I hate being a “single” and not part of a “couple”. I’m trying hard to adjust. I have a hard time watching movies where the people are so in love. Makes me long for that feeling I felt around him. The funny stuff like him always saying “nice pants” or calling me from upstairs with “Hey beautiful?”. It’s so quiet now.

Cranial osteopathy embraces all of these buying levitra from canada specialties and is available in form of a pill or jelly. Anxiety – Too much anxiety before and cialis price canada during sexual activity is over, the penis returns to its normal state. Do NOT use generic cialis cipla if: you are allergic to any ingredient in the medication. In this article we discuss in detail about the advantages and disadvantages of classroom driving teaching, a common experience came up buy cialis online that these were deep boring and didn’t help much in learning.

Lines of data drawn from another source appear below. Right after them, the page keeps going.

PR #1209, opened 2018-04-12
add transaction creator check

Solonets:

### Description of the Change

Adds check whether a user can query a transaction
https://soramitsu.atlassian.net/browse/IR-1039

### Benefits

Don't return transaction which user doesn't have access to

### Possible Drawbacks 

-

### DIFF
--- a/irohad/model/impl/query_execution.cpp
+++ b/irohad/model/impl/query_execution.cpp
@@ -314,17 +314,21 @@ QueryProcessingFactory::executeGetAccountTransactions(
 
 QueryProcessingFactory::QueryResponseBuilderDone
 iroha::model::QueryProcessingFactory::executeGetTransactions(
-    const shared_model::interface::GetTransactions &query) {
-  const std::vector<shared_model::crypto::Hash> &hashes =
-      query.transactionHashes();
+    const shared_model::interface::GetTransactions &q,
+    const shared_model::interface::types::AccountIdType &accountId) {
+  const std::vector<shared_model::crypto::Hash> &hashes = q.transactionHashes();
 
   auto transactions = _blockQuery->getTransactions(hashes);
 
   std::vector<shared_model::proto::Transaction> txs;
+  bool can_get_all =
+      checkAccountRolePermission(accountId, *_wsvQuery, can_get_all_txs);
   transactions.subscribe([&](const auto &tx) {
     if (tx) {
-      txs.push_back(
-          *std::static_pointer_cast<shared_model::proto::Transaction>(*tx));
+      auto proto_tx =
+          *std::static_pointer_cast<shared_model::proto::Transaction>(*tx);
+      if (can_get_all or proto_tx.creatorAccountId() == accountId)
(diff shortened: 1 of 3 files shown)


irohad/model/query_execution.hpp
```diff
@@ -125,7 +125,8 @@ namespace iroha {
           const shared_model::interface::GetAccountTransactions &query);
 
       QueryResponseBuilderDone executeGetTransactions(
-          const shared_model::interface::GetTransactions &query);
+          const shared_model::interface::Query &query,
```
l4l: Strange parameter in signature

irohad/model/impl/query_execution.cpp
```diff
@@ -313,17 +313,21 @@ QueryProcessingFactory::executeGetAccountTransactions(
...
   std::vector<shared_model::proto::Transaction> txs;
+  bool can_get_all = checkAccountRolePermission(
+      query.creatorAccountId(), *_wsvQuery, can_get_all_txs);
   transactions.subscribe([&](const auto &tx) {
     if (tx) {
-      txs.push_back(
-          *std::static_pointer_cast<shared_model::proto::Transaction>(*tx));
+      auto proto_tx = *std::static_pointer_cast<shared_model::proto::Transaction>(*tx);
+      if (can_get_all or proto_tx.creatorAccountId() == query.creatorAccountId()  )
+        txs.push_back(proto_tx);
```
l4l: I'm not sure it is an issue, but prefer use `clone` explicitly (cloneable.hpp) and declare var with ref aka `auto &proto_tx`

test/integration/acceptance/get_transactions_test.cpp
```diff
@@ -221,7 +221,7 @@ TEST_F(GetTransactions, InexistentHash) {
  * @then TransactionsResponse with no transactions
  * TODO(@l4l) 02/01/18 Should be enabled after resolving IR-1039
```
l4l: remove todo plz

irohad/model/impl/query_execution.cpp
```diff
@@ -313,17 +313,21 @@ QueryProcessingFactory::executeGetAccountTransactions(
...
+  bool can_get_all =
+      checkAccountRolePermission(accountId, *_wsvQuery, can_get_all_txs);
   transactions.subscribe([&](const auto &tx) {
     if (tx) {
-      txs.push_back(
-          *std::static_pointer_cast<shared_model::proto::Transaction>(*tx));
+      auto proto_tx =
+          *std::static_pointer_cast<shared_model::proto::Transaction>(*tx);
+      if (can_get_all or proto_tx.creatorAccountId() == accountId)
+        txs.push_back(proto_tx);
```
l4l: Still concerned about that line, ping @lebdron

lebdron: `proto_tx` is pushed with lvalue, so copy ctor is called, looks fine to me.

PR #1224, opened 2018-04-15
Feature/grpc logging

l4l:
### Description of the Change

RPC errors are not logged, the pr changes that by moving logger from children of `AsyncGrpcClient` to the parent. Also adds some additional logging.

Note, that grpc errors can be observed via **GRPC_TRACE**/**GRPC_VERBOSITY** env variables, but they mostly are not human-friendly

### Benefits

More logging

### Possible Drawbacks 

None

### DIFF
--- a/irohad/consensus/yac/transport/impl/network_impl.cpp
+++ b/irohad/consensus/yac/transport/impl/network_impl.cpp
@@ -30,9 +30,9 @@ namespace iroha {
     namespace yac {
       // ----------| Public API |----------
 
-      NetworkImpl::NetworkImpl() {
-        log_ = logger::log("YacNetwork");
-      }
+      NetworkImpl::NetworkImpl()
+          : network::AsyncGrpcClient<google::protobuf::Empty>(
+                logger::log("YacNetwork")) {}
 
       void NetworkImpl::subscribe(
           std::shared_ptr<YacNetworkNotifications> handler) {
--- a/irohad/network/impl/async_grpc_client.hpp
+++ b/irohad/network/impl/async_grpc_client.hpp
@@ -32,7 +32,9 @@ namespace iroha {
     template <typename Response>
     class AsyncGrpcClient {
      public:
-      AsyncGrpcClient() : thread_(&AsyncGrpcClient::asyncCompleteRpc, this) {}
+      AsyncGrpcClient(logger::Logger &&log)
+          : thread_(&AsyncGrpcClient::asyncCompleteRpc, this),
+            log_(std::move(log)) {}
 
       /**
        * Listen to gRPC server responses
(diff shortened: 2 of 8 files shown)


x3medima17:
PR description does not follow the template :(

irohad/network/impl/async_grpc_client.hpp
```diff
@@ -42,7 +44,9 @@ namespace iroha {
         auto ok = false;
         while (cq_.Next(&got_tag, &ok)) {
           auto call = static_cast<AsyncClientCall *>(got_tag);
-
+          if (!call->status.ok()) {
```
x3medima17: Use `not` instead of `!`

irohad/network/impl/async_grpc_client.hpp
```diff
@@ -32,7 +32,9 @@ namespace iroha {
     template <typename Response>
     class AsyncGrpcClient {
      public:
-      AsyncGrpcClient() : thread_(&AsyncGrpcClient::asyncCompleteRpc, this) {}
+      AsyncGrpcClient(logger::Logger &&log)
+          : thread_(&AsyncGrpcClient::asyncCompleteRpc, this),
+            log_(std::move(log)) {}
```
x3medima17: Why do you call `std::move` on rvalue ref?

l4l: because of [c++ typing magic](https://ideone.com/31oVDm)

irohad/consensus/yac/transport/impl/network_impl.cpp
```diff
@@ -30,9 +30,9 @@ namespace iroha {
     namespace yac {
       // ----------| Public API |----------
 
-      NetworkImpl::NetworkImpl() {
-        log_ = logger::log("YacNetwork");
-      }
+      NetworkImpl::NetworkImpl()
+          : network::AsyncGrpcClient<google::protobuf::Empty>(
```
luckychess: Looks a bit unclear. Why do we need to change this line?

irohad/network/impl/async_grpc_client.hpp
```diff
@@ -32,7 +32,9 @@ namespace iroha {
     template <typename Response>
     class AsyncGrpcClient {
      public:
-      AsyncGrpcClient() : thread_(&AsyncGrpcClient::asyncCompleteRpc, this) {}
+      explicit AsyncGrpcClient(logger::Logger &&log)
+          : thread_(&AsyncGrpcClient::asyncCompleteRpc, this),
+            log_(std::move(log)) {}
```
luckychess: Same as before - it's not clear why not to create logger just here.

l4l: Related classes are children of `AsyncGrpcClient`, so they share exactly same logger. But now `AsyncGrpcClient` issues are logged related to the child, e.g issue at `asyncCompleteRpc` may have prefix of child (for example `NetworkImpl`) or something more meaningful, than just `AsyncGrpcClient`

PR #1229, opened 2018-04-16
Fix permission bug

kamilsa:

### Description of the Change

Fixes problem of missed grantable permissions in proto file. 

Bug example:
User "userone@domain" wants to grant user "usertwo@domain" to add key value information. To do so "userone@domaiun" needed to grant "can_set_my_account_detail" permission to "usertwo@permission". But to do so user "userone@domain" needs permission "can_grant_can_set_my_quorum" which was missing before in proto files although existed in iroha.

### Benefits

Includes missing permissions to proto file.

### Possible Drawbacks 

None

### Usage Examples or Tests

tx-example.py has been updated to demonstrate granting permission to set account detail to another user, set it, and check if detail has been set.


example/python/tx-example.py
```diff
@@ -188,11 +210,26 @@ def get_account_asset():
 
     print(query_response)
 
+def get_user_detail():
+    # get detail of the user
```
nickaleks: Not very informative comment :)

example/python/tx-example.py
```diff
@@ -188,11 +210,26 @@ def get_account_asset():
...
+    query = query_builder.creatorAccountId(creator) \
+        .createdTime(current_time) \
+        .queryCounter(11) \
```
nickaleks: Why is it 11?

muratovv: If you want to get unique query counter, maybe use a static variable with increment instead?

example/python/tx-example.py
```diff
@@ -156,6 +156,28 @@ def tx4():
     send_tx(tx, key_pair)
     print_status_streaming(tx)
 
+def tx5():
```
muratovv: Better to add documentation string with a description of use case. The best choice here use `given, when, then` notation. Same with the next example.
Also, the name looks doubtful. Maybe change it with more suitable and nice for a user?

kamilsa: It is not a test. We don't have checks on expected behaviour

PR #1846, opened 2018-11-13
Feature/rejected txs index

kamilsa:
### Description of the Change

We should be able to check whether transaction has been processed by ledger, even if it was rejected. This PR adds this functionality by adding hasRejectedTxWithHash query in block query. In future it can be used by committed transactions cache.
### Benefits

Now we have all means to implement fair implementation of committed transactions cache

### Possible Drawbacks 

None

### Usage Examples or Tests

Corresponding tests on block query were provided

### DIFF
--- a/irohad/ametsuchi/impl/postgres_block_index.cpp
+++ b/irohad/ametsuchi/impl/postgres_block_index.cpp
@@ -39,6 +39,15 @@ namespace {
     return (base % hash.hex() % height).str();
   }
 
+  std::string makeRejectedTxHashIndex(
+      const shared_model::interface::types::HashType &rejected_tx_hash,
+      shared_model::interface::types::HeightType height) {
+    boost::format base(
+        "INSERT INTO height_by_rejected_hash(hash, height) VALUES ('%s', "
+        "'%s');");
+    return (base % rejected_tx_hash.hex() % height).str();
+  }
+
   // make index account_id:height -> list of tx indexes
   // (where tx is placed in the block)
   std::string makeCreatorHeightIndex(
@@ -110,7 +119,8 @@ namespace iroha {
         const shared_model::interface::Block &block) {
       auto height = block.height();
       auto indexed_txs = block.transactions() | boost::adaptors::indexed(0);
-      std::string index_query = std::accumulate(
+      auto rejected_txs_hashes = block.rejected_transactions_hashes();
+      std::string tx_index_query = std::accumulate(
           indexed_txs.begin(),
           indexed_txs.end(),
           std::string{},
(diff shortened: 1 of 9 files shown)


irohad/ametsuchi/impl/postgres_block_index.cpp
```diff
@@ -39,6 +39,15 @@ namespace {
     return (base % hash.hex() % height).str();
   }
 
+  std::string makeRejectedTxHashIndex(
```
igor-egorov: I suggest a bit different naming - `storeRejectedTxHash`

Otherwise `make index` sounds like `CREATE INDEX index_name ON table_name (column1, column2, ...);` will be executed under the hood :)

irohad/ametsuchi/impl/postgres_block_query.cpp
```diff
@@ -242,11 +242,27 @@ namespace iroha {
         };
     }
 
-    bool PostgresBlockQuery::hasTxWithHash(
+    bool PostgresBlockQuery::hasCommittedTxWithHash(
         const shared_model::crypto::Hash &hash) {
       return getBlockId(hash) != boost::none;
     }
 
+    bool PostgresBlockQuery::hasRejectedTxWithHash(
```
igor-egorov: Why should we separate hashes storage on two methods? 
Why could we not store both kinds of hashes in the same table with different markers in a separate column?

something like:
```
+-----+----------------+--------------------+-----+
| ... | hash           | committed/rejected | ... |
+-----+----------------+--------------------+-----+
|     | 2ac7b67ca6b76c | committed          |     |
+-----+----------------+--------------------+-----+
|     | 89ac7b867a875a | rejected           |     |
+-----+----------------+--------------------+-----+
```

That approach will let us avoid looking up in two independent sources for the single transaction in the worst case. 
Also, we will have only one method for a transaction look up.

irohad/ametsuchi/impl/postgres_block_index.cpp
kamilsa: I agree with you. My intention was to keep the naming consisted with other methods here. I can add the task to provide better naming for that function

irohad/ametsuchi/impl/storage_impl.cpp
```diff
@@ -508,6 +508,12 @@ CREATE TABLE IF NOT EXISTS height_by_hash (
     hash varchar,
     height text
 );
+
+CREATE TABLE IF NOT EXISTS height_by_rejected_hash (
```
igor-egorov: Add drop table please (somewhere)

PR #1848, opened 2018-11-13
PIMPL for Transaction

Akvinikym:
### Description of the Change

PIMPL idiom for transaction class is introduced in this PR.

### Benefits

Reduced compilation time.

### Possible Drawbacks 

Some of the tests were rewritten, taking into account lack of copy ctor, which was added later, so they now introduce vector wrapping. Corresponding task is already created.

### DIFF
--- a/shared_model/backend/protobuf/impl/transaction.cpp
+++ b/shared_model/backend/protobuf/impl/transaction.cpp
@@ -6,7 +6,6 @@
 #include "backend/protobuf/transaction.hpp"
 
 #include <boost/range/adaptor/transformed.hpp>
-
 #include "backend/protobuf/batch_meta.hpp"
 #include "backend/protobuf/commands/proto_command.hpp"
 #include "backend/protobuf/common_objects/signature.hpp"
@@ -31,14 +30,14 @@ namespace shared_model {
 
       interface::types::BlobType blob_{[this] { return makeBlob(*proto_); }()};
 
-      interface::types::BlobType blob_type_payload_{
+      interface::types::BlobType payload_blob_{
           [this] { return makeBlob(payload_); }()};
 
-      interface::types::BlobType blob_type_reduced_payload_{
+      interface::types::BlobType reduced_payload_blob_{
           [this] { return makeBlob(reduced_payload_); }()};
 
-      interface::types::HashType reduced_hash_ =
-          shared_model::crypto::Sha3_256::makeHash(blob_type_reduced_payload_);
+      interface::types::HashType reduced_hash_{
+          shared_model::crypto::Sha3_256::makeHash(reduced_payload_blob_)};
 
       std::vector<proto::Command> commands_{[this] {
         return std::vector<proto::Command>(reduced_payload_.commands().begin(),
@@ -75,10 +74,8 @@ namespace shared_model {
 
     // TODO [IR-1866] Akvinikym 13.11.18: remove the copy ctor and fix fallen
     // tests
-    Transaction::Transaction(const Transaction &transaction) {
-      this->impl_ =
-          std::make_unique<Transaction::Impl>(*transaction.impl_->proto_);
-    }
+    Transaction::Transaction(const Transaction &transaction)
+        : Transaction(*transaction.impl_->proto_) {}
 
     Transaction::Transaction(Transaction &&transaction) noexcept = default;
 
@@ -98,11 +95,11 @@ namespace shared_model {
     }
 
     const interface::types::BlobType &Transaction::payload() const {
-      return impl_->blob_type_payload_;
+      return impl_->payload_blob_;
     }
 
     const interface::types::BlobType &Transaction::reducedPayload() const {
-      return impl_->blob_type_reduced_payload_;
+      return impl_->reduced_payload_blob_;
     }
 
     interface::types::SignatureRangeType Transaction::signatures() const {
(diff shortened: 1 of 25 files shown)


test/module/shared_model/builders/protobuf/transport_builder_test.cpp
```diff
@@ -107,10 +107,9 @@ class TransportBuilderTest : public ::testing::Test {
   //-------------------------------------Block-------------------------------------
   template <typename BlockBuilder>
   auto getBaseBlockBuilder() {
-    return BlockBuilder()
-        .transactions(std::vector<Transaction>({createTransaction()}))
-        .height(1)
-        .createdTime(created_time);
+    std::vector<shared_model::proto::Transaction> txs;
```
MBoldyrev: Here and in other places you could use:
```suggestion
    std::vector<shared_model::proto::Transaction> txs{createTransaction()};
```

test/module/irohad/validation/stateful_validator_test.cpp
```diff
@@ -147,19 +147,30 @@ class Validator : public testing::Test {
...
-                .createAsset("doge", "coin", 1)
-                .build();
-  auto proposal =
-      TestProposalBuilder()
-          .createdTime(iroha::time::now())
-          .height(3)
-          .transactions(
-              std::vector<shared_model::proto::Transaction>{tx, tx, tx})
-          .build();
+  std::vector<shared_model::proto::Transaction> txs;
```
MBoldyrev: You could void the boilerplate like this
```suggestion
  std::vector<shared_model::proto::Transaction> txs(
      3,
      TestTransactionBuilder()
          .creatorAccountId("doge@master")
          .createdTime(iroha::time::now())
          .quorum(1)
          .createAsset("doge", "coin", 1)
          .build());
```

shared_model/backend/protobuf/impl/transaction.cpp
```diff
@@ -0,0 +1,166 @@
...
+                       })
+          != impl_->signatures_.end()) {
+        return false;
+      }
+
+      auto sig = impl_->proto_->add_signatures();
+      sig->set_signature(crypto::toBinaryString(signed_blob));
+      sig->set_public_key(crypto::toBinaryString(public_key));
+
+      impl_->signatures_ = {[this] {
```
lebdron: `{}` around lambda call look redundant.

test/module/irohad/ametsuchi/ametsuchi_test.cpp
```diff
@@ -655,8 +651,8 @@ TEST_F(AmetsuchiTest, FindTxByHashTest) {
 
   // TODO: 31.10.2017 luckychess move tx3hash case into a separate test after
   // ametsuchi_test redesign
-  auto tx1hash = txn1.hash();
-  auto tx2hash = txn2.hash();
+  auto tx1hash = txs[0].hash();
```
lebdron: It is probably more safe to use `.at()` since it will throw if someone will modify test without noticing.

test/module/irohad/ametsuchi/postgres_query_executor_test.cpp
```diff
@@ -1106,63 +1106,58 @@ namespace iroha {
...
+                          .height(2)
+                          .prevHash(block1.hash())
+                          .build();
 
         apply(storage, block2);
 
-        hash1 = tx1.hash();
-        hash2 = tx2.hash();
-        hash3 = tx3.hash();
+        hash1 = txs1[0].hash();
```
lebdron: Same for `.at()`.

test/module/irohad/validation/stateful_validator_test.cpp
```diff
@@ -178,30 +189,40 @@ TEST_F(Validator, AllTxsValid) {
...
-          .createdTime(iroha::time::now())
-          .height(3)
-          .transactions(std::vector<shared_model::proto::Transaction>{
-              valid_tx, invalid_tx, valid_tx})
-          .build();
 
-  EXPECT_CALL(*temp_wsv_mock, apply(Eq(ByRef(invalid_tx))))
-      .WillOnce(Return(iroha::expected::Error<CommandError>({})));
-  EXPECT_CALL(*temp_wsv_mock, apply(Eq(ByRef(valid_tx))))
+  EXPECT_CALL(*temp_wsv_mock, apply(Eq(ByRef(txs[0]))))
```
lebdron: Same for `.at()`.

test/module/irohad/validation/stateful_validator_test.cpp
lebdron: This will invoke copy ctor:
```C++
vector(size_type count,
       const T& value,
       const Allocator& alloc = Allocator());
```

test/module/shared_model/builders/protobuf/transport_builder_test.cpp
lebdron: Not sure if it will work without copy constructor.

Akvinikym: Andrey is right, this is exactly the thing, which was refactored, because it won't work without a copy constructor. Though it exists now, later it will be removed, so I started the refactoring a little ahead

test/module/irohad/validation/stateful_validator_test.cpp
MBoldyrev: Is there a reason we should avoid copying? The original test (before this refactoring) did copy the tx: https://github.com/hyperledger/iroha/blob/ec3e0ca52e248c1ed6fbb55b5f4db87a97b960bb/test/module/irohad/validation/stateful_validator_test.cpp#L160-L161

MBoldyrev: I see, if you want to avoid using copy ctor, you may use a lambda that generates that tx, an call it several times where needed.

PR #1854, opened 2018-11-14
ITF: PortGuard

MBoldyrev:
### Description of the Change

Meet integration_framework::PortGuard - a class that keeps track of ports you use in ITF tests! Just add an instance in your class where you allocate ports, and ask it for some in a given range. When your class dies (sorry), it will in its final moments mark the ports your instance requested as free.

### Benefits

It should make port reusing easier.

### Possible Drawbacks 

It uses locks for synchronization.

### DIFF
--- a/test/framework/integration_framework/integration_test_framework.hpp
+++ b/test/framework/integration_framework/integration_test_framework.hpp
@@ -62,6 +62,7 @@ namespace integration_framework {
   using std::chrono::milliseconds;
 
   class FakePeer;
+  class PortGuard;
 
   class IntegrationTestFramework {
    private:
@@ -373,6 +374,7 @@ namespace integration_framework {
     std::map<std::string, tbb::concurrent_queue<TxResponseType>>
         responses_queues_;
 
+    std::unique_ptr<PortGuard> port_guard_;
     size_t torii_port_;
     size_t internal_port_;
     std::shared_ptr<IrohaInstance> iroha_instance_;
--- a/test/framework/integration_framework/port_guard.cpp
+++ b/test/framework/integration_framework/port_guard.cpp
@@ -1,0 +1,55 @@
+/**
+ * Copyright Soramitsu Co., Ltd. All Rights Reserved.
+ * SPDX-License-Identifier: Apache-2.0
+ */
+
+#include "framework/integration_framework/port_guard.hpp"
+
+#include <boost/assert.hpp>
+
+namespace integration_framework {
+
+  constexpr PortGuard::PortType PortGuard::kMaxPort;
+  PortGuard::UsedPorts PortGuard::all_used_ports_ = {};
+  std::mutex PortGuard::all_used_ports_mutex_ = {};
+
+  PortGuard::~PortGuard() {
+    std::lock_guard<std::mutex> lock(all_used_ports_mutex_);
+    BOOST_ASSERT_MSG(
+        ((all_used_ports_ | instance_used_ports_) ^ all_used_ports_).none(),
+        "Some ports used by this PortGuard instance are not set in ports "
+        "used by all instances!");
+    all_used_ports_ ^= instance_used_ports_;
+  }
+
+  boost::optional<PortGuard::PortType> PortGuard::tryGetPort(
+      const PortType &min_value, const PortType &max_value) {
+    std::lock_guard<std::mutex> lock(all_used_ports_mutex_);
+    PortType tested_port = min_value;
+    while (all_used_ports_.test(tested_port)) {
+      if (tested_port == max_value) {
+        return boost::none;
+      }
+      ++tested_port;
+    }
+    BOOST_ASSERT_MSG(!all_used_ports_.test(tested_port),
+                     "PortGuard chose an occupied port!");
+    BOOST_ASSERT_MSG(tested_port >= min_value && tested_port <= max_value,
+                     "PortGuard chose a port outside boundaries!");
+    instance_used_ports_.set(tested_port);
+    all_used_ports_.set(tested_port);
+    return tested_port;
+  }
+
+  PortGuard::PortType PortGuard::getPort(const PortType &min_value,
+                                         const PortType &max_value) {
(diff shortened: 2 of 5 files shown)


test/framework/integration_framework/port_guard.cpp
```diff
@@ -0,0 +1,62 @@
...
+                     "PortGuard chose a port outside boundaries!");
+    instance_used_ports_.set(tested_port);
+    all_used_ports_.set(tested_port);
+    return tested_port;
+  }
+
+  PortGuard::PortType PortGuard::getPort(const PortType &min_value,
+                                         const PortType &max_value) {
+    boost::optional<PortType> opt_port = tryGetPort(min_value, max_value);
+    BOOST_VERIFY_MSG(
```
l4l: Why *_VERIFY_* used here and *_ASSERT_* at the function above?

test/module/test/framework/integration_framework/port_guard_test.cpp
```diff
@@ -0,0 +1,87 @@
...
+#include <boost/noncopyable.hpp>
+#include "framework/integration_framework/port_guard.hpp"
+
+using PortGuard = integration_framework::PortGuard;
+
+TEST(PortGuardTest, AllPortsGetUsedAndNoOverlaps) {
+  static constexpr size_t kNumClients = 10; // first-run clients
+  static constexpr size_t kNumClientsKilled = 3; // then these die
+  static constexpr size_t kNumClientsResurrected = 5; // then these are added
+  static constexpr std::pair<size_t, size_t> kRange = {123, 456};
```
l4l: Would be nice to have exact amount of available ports as the required number, since it's a better corner case

test/framework/integration_framework/port_guard.cpp
```diff
@@ -0,0 +1,62 @@
...
+ * SPDX-License-Identifier: Apache-2.0
+ */
+
+#include "framework/integration_framework/port_guard.hpp"
+
+#include <boost/assert.hpp>
+
+namespace integration_framework {
+
+  constexpr PortGuard::PortType PortGuard::kMaxPort;
```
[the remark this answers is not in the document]
MBoldyrev: It needs to be somewhere. If you mean there is a more appropriate place, please suggest it.

test/framework/integration_framework/port_guard.cpp
MBoldyrev: Because this error condition can happen in runtime and it is not mitigated in any way except that macro. And the assertions above are just for testing and clarification purposes and the conditions checked there cannot fail because they are mitigated by the code logic (until it is not tampered with, that is the purpose of asserts).

test/module/test/framework/integration_framework/port_guard_test.cpp
MBoldyrev: Just tried with the whole port range - it was running for 1 min 16 sec. Too long, I think.

l4l: Maybe reduce the range then?

test/module/test/framework/integration_framework/port_guard_test.cpp
```diff
@@ -0,0 +1,87 @@
...
+          << "Port " << port << " was not given out to any client!";
+    }
+  };
+
+  // first run
+  run_new_clients(kNumClients);
+  check();
+
+  // kill some clients...
+  clients.resize(kNumClients - kNumClientsKilled);
```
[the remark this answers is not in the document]
nickaleks: If it is to check that ports are freed, maybe write it as a separate test

test/module/test/framework/integration_framework/port_guard_test.cpp
```diff
@@ -0,0 +1,87 @@
...
+      while (true) {
+        auto port = client.port_guard.tryGetPort(kRange.first, kRange.second);
+        if (!port) {
+          break;
+        }
+        client.used_ports.set(*port);
+      }
+    };
+
+    clients.reserve(clients.size() + num_clients);
```
nickaleks: since you have not put anything into clients, clients.size() will be 0

test/module/test/framework/integration_framework/port_guard_test.cpp
```diff
@@ -0,0 +1,87 @@
...
+
+  // first run
+  run_new_clients(kNumClients);
+  check();
+
+  // kill some clients...
+  clients.resize(kNumClients - kNumClientsKilled);
+  // ... and run some new clients
+  run_new_clients(kNumClientsResurrected);
+  check();
```
nickaleks: Using check() twice will be confusing since it is unclear which one causes test failure

test/framework/integration_framework/integration_test_framework.hpp
```diff
@@ -373,6 +374,7 @@ namespace integration_framework {
     std::map<std::string, tbb::concurrent_queue<TxResponseType>>
         responses_queues_;
 
+    std::unique_ptr<PortGuard> port_guard_;
```
nickaleks: Why keep it in a pointer?

test/module/test/framework/integration_framework/port_guard_test.cpp
```diff
@@ -0,0 +1,87 @@
...
+
+#include <gtest/gtest.h>
+#include <boost/thread/barrier.hpp>
+#include <boost/noncopyable.hpp>
+#include "framework/integration_framework/port_guard.hpp"
+
+using PortGuard = integration_framework::PortGuard;
+
+TEST(PortGuardTest, AllPortsGetUsedAndNoOverlaps) {
+  static constexpr size_t kNumClients = 10; // first-run clients
```
nickaleks: static constexpr out of class context does not make much sense.

test/framework/integration_framework/integration_test_framework.hpp
MBoldyrev: It is to hide the implementation.

PR #1856, opened 2018-11-14
Fix SetAccountQuorum validation rule

igor-egorov:

### Description of the Change

SetAccountQuorum validation rule had inverse logic.
It was not possible to set the quorum less than a number of linked signatories.
The true validation rule is - it is not allowed to set the quorum more than a number of linked signatories.

### Benefits

Fixed validation behavior.
Increased code coverage.

### Possible Drawbacks 

none ?

### Usage Examples or Tests

```
cmake -H. -Bbuild
cd build
make set_account_quorum_test
test_bin/set_account_quorum_test
```

### DIFF
--- a/test/integration/acceptance/set_account_quorum_test.cpp
+++ b/test/integration/acceptance/set_account_quorum_test.cpp
@@ -1,0 +1,87 @@
+/**
+ * Copyright Soramitsu Co., Ltd. All Rights Reserved.
+ * SPDX-License-Identifier: Apache-2.0
+ */
+
+#include <gtest/gtest.h>
+#include "framework/integration_framework/integration_test_framework.hpp"
+#include "integration/acceptance/acceptance_fixture.hpp"
+
+using namespace integration_framework;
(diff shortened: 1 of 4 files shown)


test/integration/acceptance/set_account_quorum_test.cpp
```diff
@@ -0,0 +1,87 @@
...
+
+#include <gtest/gtest.h>
+#include "framework/integration_framework/integration_test_framework.hpp"
+#include "integration/acceptance/acceptance_fixture.hpp"
+
+using namespace integration_framework;
+using namespace shared_model;
+using namespace common_constants;
+
+#define check(i) [](auto &block) { ASSERT_EQ(block->transactions().size(), i); }
```
nickaleks: can we move that macro to acceptance fixture, since it is used in many tests?

igor-egorov: Let's do it as a separate pull request (IR-1869).

PR #1859, opened 2018-11-15
fake peer ordering usage example

MBoldyrev:
### Description of the Change

This is an example of using Ordering Gate/Service interface introduced in #1849 

### Benefits

Usage example

### Possible Drawbacks 

Pretty stupid code, should be removed after some real ITF tests on Ordering appear.

### Usage Examples or Tests 

`fake_peer_example_test`


MBoldyrev:
The related branch can be safely deleted, and I have not enough permissions to do it myself.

I’m trying really hard to find joy in things….I know there is still joy out there. I find joy in my kids all the time. But I can’t find it in me. I’m still looking on the bright side of stuff to some degree….I always will. That is just who I always was. But deep inside there is a sadness I never even knew existed. It’s a super dark place. I slip into it at the most crazy times. It’s like walking though a jungle and stepping in quicksand (not that I have ever done that but that is how I think it would be). I feel myself slipping and reach for the vine to grab onto to try and pull myself back up. It’s hard and exhausting, exerting the energy to do this.

I will never really have “the best day of my life” ever again. Oh I’m sure I’ll have wonderful days and I will appreciate them so very much. Just not “best”. I know that sounds negative and dramatic in a way, but it’s the truth.

I still say I’m fine. I am in some sense of the word I guess. It’s hard not having someone to share my thoughts with at night. To bounce ideas off of. To just kick back and relax with. Someone who makes me feel safe in this crazy world. Someone to be goofy with. To embarrass the kids with. I just really miss you with all my heart, baber.